What you should pay attention to, however, is what is not on that list: any financial institutions. There's no big names like Goldman Sachs, which co-founded Apple's payment card, but no other bank or Wall Street-based entity is listed at all—which isn't for lack of trying:
A person familiar with the situation said Facebook charged some members $10 million to manage their own node, which allows members to access and view the network. Originally the company had ambitions to get Wall Street involved, but found a lack of interest among institutional giants like Goldman Sachs and JPMorgan. It is still looking to have 100 members in the governing association, the person said.
What's particularly fascinating to me, however, is that Libra is positioned not as a way to pay on the social network, but instead as a outright competitor to the global payments ecosystem, particularly for 'emerging' markets. I hadn't expected Facebook to be so brazen with its positioning, given the political climate with talk of breaking up technology companies—but Libra is no small bet, and it wants to come out strong.
And there's the rub: Facebook has all of these partners on-board because Libra is too big to fail.
The company has access to more human eyeballs, about 2.3 billion, which makes it more powerful than any single company or nation in history, and it's making an unfettered attempt to own the next generation of payments. Every single company on that partner list knows that this is opportunity beyond too good to be true—and it's probably going to dominate the markets overnight, which is precisely why MasterCard and Visa are on-board.
Reading the material around the launch it was hard to not just write "you have got to be shitting me" as my take, because it almost seems like the writing is on the wall: the only way this stops is if countries around the world start stepping in now, because after this launches, it's hard to imagine it failing to gain so much traction that it can't be undone. Libra will be everywhere, and discounts for using it will abound—it'll become hard to avoid.

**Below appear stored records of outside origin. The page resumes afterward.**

Issue #50, opened 2022-07-01
Update documentation


liamnichols:
I noticed that there are a few small inconsistencies with the documentation for the config in the README.md compared to the actual implantation.

Issue #48, opened 2022-06-29
Support Swift Package Plugins


liamnichols:
Swift 5.6 introduced the concept of Build Tool Plugins. Similar to Xcode build phases, they allow us to run tools as part of the build process.

Since CreateAPI is already nicely linked into the SPM ecosystem, we're in a place where its relatively easy for us to offer a plugin that can automatically generate Paths and Entities within a given target. 

We'd want to essentially enable people to create a **Package.swift** like this:

```swift
// swift-tools-version:5.6
// The swift-tools-version declares the minimum version of Swift required to build this package.

import PackageDescription

let package = Package(
    name: "MyPackage",
    platforms: [
        .macOS(.v10_15)
    ],
    products: [
        .library(name: "MyLib", targets: ["MyLib"]),
        .executable(name: "my-exec", targets: ["MyExec"])
    ],
    dependencies: [
        .package(url: "https://github.com/CreateAPI/CreateAPI.git", exact: "0.5.0"),
        .package(url: "https://github.com/kean/Get.git", exact: "0.8.0")
    ],
    targets: [
        .executableTarget(name: "MyExec", dependencies: ["MyLib"]),
        .target(
            name: "MyLib",
            dependencies: ["Get"],
            exclude: [
                "create-api.yaml",
                "schema.yaml"
            ],
            plugins: [
                .plugin(name: "CreateAPIPlugin", package: "CreateAPI")
            ]
        )
    ]
)
```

Fans of what Libra is doing will probably point to how this approach failed for Google+ in the past. If you've forgotten, Google forced the social network on millions of users—which looked really good on paper, but ultimately wound up, well, dead. Libra could fail too, but it's so directly tied to money that it's going to be pretty hard to get it wrong.
Between the companies, VCs and payment networks that are on-board, there's so many ways that Facebook can vacuum up users by offering Spotify or Uber discounts, for example, when paying with Libra. That's a no-brainer for the majority of people, who probably aren't really worried about what happens to currencies or the global markets—they just want a good deal like we all do.

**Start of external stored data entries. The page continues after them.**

PR #61, opened 2022-07-27
Support automatically generating `Identifiable` conformance on entities

LePips:
As getting comfortable with the project, generate `Identifiable` if available on the entity. 

I initially had `Hashable` as well however that should be behind some config option because only structs have automatic conformance. I think  _all_ built in types can be statically listed and that hashable list is of course a subset of that list. Since `Hashable` would be desired in both `makeOneOf` and 'makeObject', for the future:
```swift
extension Array where Element == Property {
    var allHashable: Bool {
        let hashable = // list of all hashable types
        return entity.properties.allSatisfy { hashable.contains($0.type.builtinTypeName ?? "") }
    }
}
```

If this needs to be behind a config flag, I'm okay to do that.


Sources/CreateAPI/Generator/Generator+Schemas.swift
```diff
@@ -321,7 +321,14 @@ extension Generator {
         entity.properties = try makeInlineProperties(for: name, object: details, context: context)
             .filter { !$0.type.isVoid }
             .removingDuplicates(by: \.name) // Sometimes Swifty bool names create dups
-        entity.protocols = getProtocols(for: name, context: context)
+        
+        entity.protocols = {
+            var protocols = getProtocols(for: name, context: context)
+            let isIdentifiable = entity.properties.contains { $0.name.rawValue == "id" }
```
liamnichols, line 327: Are there likely to be common cases where the `type` of the `id` property isn't `Hashable`? 

I'm wondering if it would be preferable to check if the type is either `string` or `integer`? 

Maybe its better to start with a narrower scope that we are confident of, and if there are other types, we can widen it in the future.

liamnichols (commented):
Awesome! Thanks for the contribution @LePips! 

`Identifiable` is only available on iOS 13+ and while we don't officially state which OS version we try and maintain compatibility with, I know that some people use CreateAPI while still supporting iOS 12 (me 😬). 

I think putting this behind a flag is a good approach! Are you able to give that a go? 

Secondly, we'll want to make sure that this change is covered in some of our test fixtures so that nobody mistakenly breaks your change in the future 🙏 This process isn't very well documented at the moment, but either adapting an existing test or adding a new one to **GenerateOptionsTests.swift** should do the trick. 

You'll need to temporarily update the `projectPath` in **Snapshots.swift** and add a `GENERATE_SNAPSHOTS` environment variable that is set to `true` for it to update the expected fixtures. Let me know if you get stuck, I know its not the smoothest process at the moment 👍

LePips:
Oops, didn't think about the iOS versions. Thanks for the comment! I'll get on the tests.

Sources/CreateAPI/Generator/Generator+Schemas.swift
LePips: Good catch, didn't think about safety. Luckily, OpenAPIKit can tell us the subset of primitive types that it will decode to, mainly based upon OpenAPI 3: 

https://github.com/mattpolzin/OpenAPIKit/blob/main/Sources/OpenAPIKit/Schema%20Object/TypesAndFormats.swift

https://github.com/mattpolzin/OpenAPIKit/blob/main/Sources/OpenAPIKit/Schema%20Conformances/SwiftPrimitiveTypes+OpenAPI.swift

This is the small list I can create with all of the hashable types like I mentioned.

liamnichols:
Just one more thought, if somebody used the `rename` options in their config:

```yaml
rename:
  properties:
    User.user_id: id
    identifier: id
```

Would we be able to pick this up and annotate `User` as well as any other entity with the property `identifier` in their schema as `Identifiable`? 

I ask because I am not too familiar where the renaming takes place so we might need to adjust how we check?

LePips:
It will indeed attach `Identifiable` in that case with the replacement. The replacement of properties happen in L720 in `Generator+Schemas`, which happen when the entity properties are being set right before the protocols.

Sources/CreateAPI/Generator/Generator+Schemas.swift
liamnichols: I think we can probably save ourselves some trouble by only worrying about `string`, `integer` and maybe even `number` but I doubt anybody is seriously going to use `boolean`, `array` or `object` for an `id` property and expect it to also be `Identifiable`?

WDYT?

LePips: That seems like a safe assumption to make. We would then only have to worry about anything else if somebody requests it.

LePips: I attempted shortly to make a general `Hashable` conformance for all 4 `TypeIdentifier` types however it's not appropriate here. We can actually safely assume that `id` is a primitive type as all of the primitive types given to us conform to `Hashable`, either in initial declaration or an extension that is also `Encodable`, which all of the objects must be since they are parsed.

I only ran into an issue when it came to determining whether a user defined type was `Hashable` as that needs to recursively do other user defined types on properties based on the context. I'm sure there are other things to think about as well.

README.md
```diff
@@ -101,6 +101,8 @@ entities:
   baseClass: null
   # Protocols adopted by entities
   protocols: ["Codable"]
+  # Autogenerate Identifiable conformance if available
+  autogenerateIdentifiableConfomance: false
```
liamnichols, line 105: Please can we rename this to `isGeneratingIdentifiableConformance`. 

I'm not personally a huge fan of using Swifty naming conventions in yaml but it keeps it consistent with everything else 🙏

Tests/CreateAPITests/GenerateOptionsTests.swift
```diff
@@ -660,5 +660,45 @@ final class GenerateOptionsTests: GenerateBaseTests {
...
+                autogenerateIdentifiableConfomance: false
+            """, ext: "yaml")
+        ])
+        
+        // WHEN
+        try command.run()
+        
+        // THEN
+        try compare(package: "petstore-only-schemas")
+    }
```
liamnichols, line 683: No need for this one because the existing petstore schema tests would fail if the default value caused a regression 👍 

```suggestion
```

Tests/CreateAPITests/GenerateOptionsTests.swift
```diff
@@ -660,5 +660,45 @@ final class GenerateOptionsTests: GenerateBaseTests {
...
+            entities:
+                autogenerateIdentifiableConfomance: true
+            """, ext: "yaml")
+        ])
+        
+        // WHEN
+        try command.run()
+        
+        // THEN
+        try compare(package: "petstore-only-schemas")
```
liamnichols, line 702: Please can we generate this package as `petstore-identifiable` instead of `petstore-only-schemas` since it matches the test name. 

Also, just a note but with the current setup, we have to generate one package for each test we write here

liamnichols (commented):
Looking good!

I enabled the CI checks on this PR but they failed since we also need to commit the package that is generated by the tests. 

You can do that by setting the environment variable and running the tests locally:

Screenshot 2022-07-27 at 20 48 55

Tests/CreateAPITests/GenerateOptionsTests.swift
```diff
@@ -660,5 +660,25 @@ final class GenerateOptionsTests: GenerateBaseTests {
...
+    func testPestoreIdentifiableEnabled() throws {
+        // GIVEN
+        let command = try Generate.parse([
+            pathForSpec(named: "petstore", ext: "yaml"),
+            "--output", temp.url.path,
+            "--package", "petstore-only-schemas",
+            "--generate", "entities",
+            "--config", config("""
+            entities:
+                autogenerateIdentifiableConfomance: true
```
liamnichols, line 674: Could we also include the renaming in the example just to make sure that we have some coverage of that also

```suggestion
            entities:
                autogenerateIdentifiableConfomance: true
            rename:
                properties:
                    Error.code: id
```

Sources/CreateAPI/Generator/Generator+Schemas.swift
```diff
@@ -321,7 +321,18 @@ extension Generator {
         entity.properties = try makeInlineProperties(for: name, object: details, context: context)
             .filter { !$0.type.isVoid }
             .removingDuplicates(by: \.name) // Sometimes Swifty bool names create dups
-        entity.protocols = getProtocols(for: name, context: context)
+        
+        entity.protocols = {
+            var protocols = getProtocols(for: name, context: context)
+            
+            if options.entities.isGeneratingIdentifiableConformance {
+                let isIdentifiable = entity.properties.contains { $0.name.rawValue == "id" && $0.type.isBuiltin}
```
liamnichols, line 329:
```suggestion
                let isIdentifiable = entity.properties.contains { $0.name.rawValue == "id" && $0.type.isBuiltin }
```

LePips:
Thanks for showing me the ropes!

Sources/CreateAPI/Generator/Generator+Schemas.swift
```diff
@@ -321,7 +321,18 @@ extension Generator {
         entity.properties = try makeInlineProperties(for: name, object: details, context: context)
             .filter { !$0.type.isVoid }
             .removingDuplicates(by: \.name) // Sometimes Swifty bool names create dups
-        entity.protocols = getProtocols(for: name, context: context)
+        
+        entity.protocols = {
+            var protocols = getProtocols(for: name, context: context)
```
liamnichols, line 326: I had a quick scan, and it looks like `getProtocols(for:context:)` is used in four different locations since we create `EntityDeclaration`'s in a few different places. 

I tried to understand what impact that has, and it seems to be this.. Lets imagine the Petstore schema had this additional schema:

```diff
--- a/Tests/CreateAPITests/Specs/petstore.yaml
+++ b/Tests/CreateAPITests/Specs/petstore.yaml
@@ -97,6 +97,17 @@ components:
           type: string
         tag:
           type: string
+    Dog:
+      allOf:
+        - $ref: "#/components/schemas/Pet"
+        - type: object
+          properties:
+            breed:
+              type: string
+              enum:
+                - "Large"
+                - "Medium"
+                - "Small"
     Store:
       description:
       type: object
```

Because this is an `allOf` type, the entity is created differently, but when using `isInliningPropertiesFromReferencedSchemas`, it would still have an `id` and we'd therefore still want it to conform to `Identifiable` but it doesn't:

```diff
--- a/Tests/CreateAPITests/Expected/petstore-identifiable/Sources/Entities.swift
+++ b/Tests/CreateAPITests/Expected/petstore-identifiable/Sources/Entities.swift
@@ -21,6 +21,43 @@ public struct Pet: Codable, Identifiable {
     }
 }
 
+public struct Dog: Codable {
+    public var id: Int
+    /// Example: "Buddy"
+    public var name: String
+    public var tag: String?
+    public var breed: Breed?
+
+    public enum Breed: String, Codable, CaseIterable {
+        case large = "Large"
+        case medium = "Medium"
+        case small = "Small"
+    }
```

Looking at the way that the `Hashable` conformance is done too, it seems to suffer the same issue and needs to be fixed (we can do that separately 😄).

To fix it for `isGeneratingIdentifiableConformance` however, I think that we should move it inside of `getProtocols(for:context:)`. WDYT? 

I guess it means that we'll need to pass `[Property]` into the method as well, but that is fine. It will be useful for fixing the `Hashable` implementation later too (I think we can put that behind an option as well)

LePips: That makes a lot of sense, will do!

liamnichols: Thanks!

> Is there also a reason why `type` should be included as a parameter?

You're right, it looks unused so we can probably remove it 😄

Sources/CreateAPI/Generator/Generator+Schemas.swift
```diff
@@ -321,16 +321,23 @@ extension Generator {
...
             .filter { !$0.type.isVoid }
             .removingDuplicates(by: \.name) // Sometimes Swifty bool names create dups
-        entity.protocols = getProtocols(for: name, context: context)
+        entity.protocols = getProtocols(for: entity, context: context)
+        
         return entity
     }
     
-    private func getProtocols(for type: TypeName, context: Context) -> Protocols {
+    private func getProtocols(for entity: EntityDeclaration, context: Context) -> Protocols {
```
LePips, line 329: I just went ahead and will pass in the entire entity, mainly because I _think_ we will have to check the nested types for `Hashable` declaration. I will take a look at that next and if not, I will change to just passing the properties there.

Sources/CreateAPI/Generator/Generator+Schemas.swift
```diff
@@ -479,7 +486,7 @@ extension Generator {
         }.removingDuplicates { $0.type }
         
         entity.protocols = {
-            var protocols = getProtocols(for: name, context: context)
+            var protocols = getProtocols(for: entity, context: context)
             let hashable = Set(["String", "Bool", "URL", "Int", "Double"]) // TODO: Add support for more types
```
LePips, line 490: These will be removed when getting to `Hashable`

Tests/CreateAPITests/Specs/petstore.yaml
```diff
@@ -120,3 +120,14 @@ components:
...
+      allOf:
+        - $ref: "#/components/schemas/Pet"
+        - type: object
+          properties:
+            breed:
+              type: string
+              enum:
+              - "Large"
+              - "Medium"
+              - "Small"
```
liamnichols, line 133: I think that it's fine to remove this again now that we've verified that it works in that scenario that I described. Otherwise you'll have to regenerate all of the other fixtures that rely on **petstore.yaml** too.

liamnichols (commented):
Good job! Looking great! Just one more thing to get the tests passing again and then I think that its good to go 🚀

Tests/CreateAPITests/Specs/petstore.yaml
LePips: Sorry, I didn't see this before I committed, oops. If you'd like them removed I can revert.

LePips:
Sorry this PR has taken a bit of back and forth, I'm really appreciative of it and showing me how things should be done around here. I'll get the hang of it soon.

liamnichols (commented):
> Sorry this PR has taken a bit of back and forth, I'm really appreciative of it and showing me how things should be done around here. I'll get the hang of it soon. This project is great! We're going to be moving from OpenAPI after a few things are done.

No, thank you for taking the time to work on this! Your contribution is very valuable and it's good that we get to work though this 🙇 

I think we just need to revert that change still (reasoning inline) but then this is good to go 🎉 

Thanks again!

Tests/CreateAPITests/Expected/petstore-no-package/Entities.swift
```diff
@@ -39,6 +39,37 @@ public struct Error: Codable {
...
+        let values = try decoder.container(keyedBy: StringCodingKey.self)
+        self.pet = try Pet(from: decoder)
+        self.breed = try values.decodeIfPresent(Breed.self, forKey: "breed")
+    }
+
+    public func encode(to encoder: Encoder) throws {
+        var values = encoder.container(keyedBy: StringCodingKey.self)
+        try values.encode(pet, forKey: "pet")
+        try values.encodeIfPresent(breed, forKey: "breed")
+    }
```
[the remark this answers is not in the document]
kean: Great work on `Identifiable`. That's a nice addition for all SwiftUI users.

Yeah, `Dog`'s encoder is incorrect. I forgot to make it match the initializer.

```swift
         let values = try decoder.container(keyedBy: StringCodingKey.self)
         // This code reads properties from the existing decoder (not nested) 
         self.pet = try Pet(from: decoder)
         self.breed = try values.decodeIfPresent(Breed.self, forKey: "breed")
     }

         var values = encoder.container(keyedBy: StringCodingKey.self)
         // This should do the same: `pet.encode(to: encoder)`
         try values.encode(pet, forKey: "pet")
         try values.encodeIfPresent(breed, forKey: "breed")
     }
```

It would be nice to cover this piece with a bit uint test that checks that encoding/decoding pair actually works regardless of the implementation details.

liamnichols (approved):
Great work on this! Everything looks good to me 🚀 

I might work on the documentation improvements over the weekend and then get a release out after that. But if you want this in a tagged release before then, let me know!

Talking to The New York Times, David Marcus, head of Facebook’s blockchain technology research said that “It feels like it is time for a better system, [...] This is something that could be a profound change for the entire world.” That may be true, but it should not be operated by Facebook, given all we know about its history, and how dominant it is today.
What makes all of this so frustrating is that maybe a global payments network like this would be a great idea! On paper, I can get behind it, but the very reason it's going to work is because Facebook is bigger than any single part of the countries it should be regulated by. It makes me deeply uncomfortable to think about how this might play out, because much of it feels kind of bad for everyone except Facebook, even if there are benefits in the end.
Libra is a year out, with a 'test' network being stood up as we speak for developers to build against, but what happens next is going to matter. If regulators aren't falling over themselves in the next few days to block this from appearing in their own countries, I'd be surprised—but then I'll remember how politically powerful that group of founding Libra members are.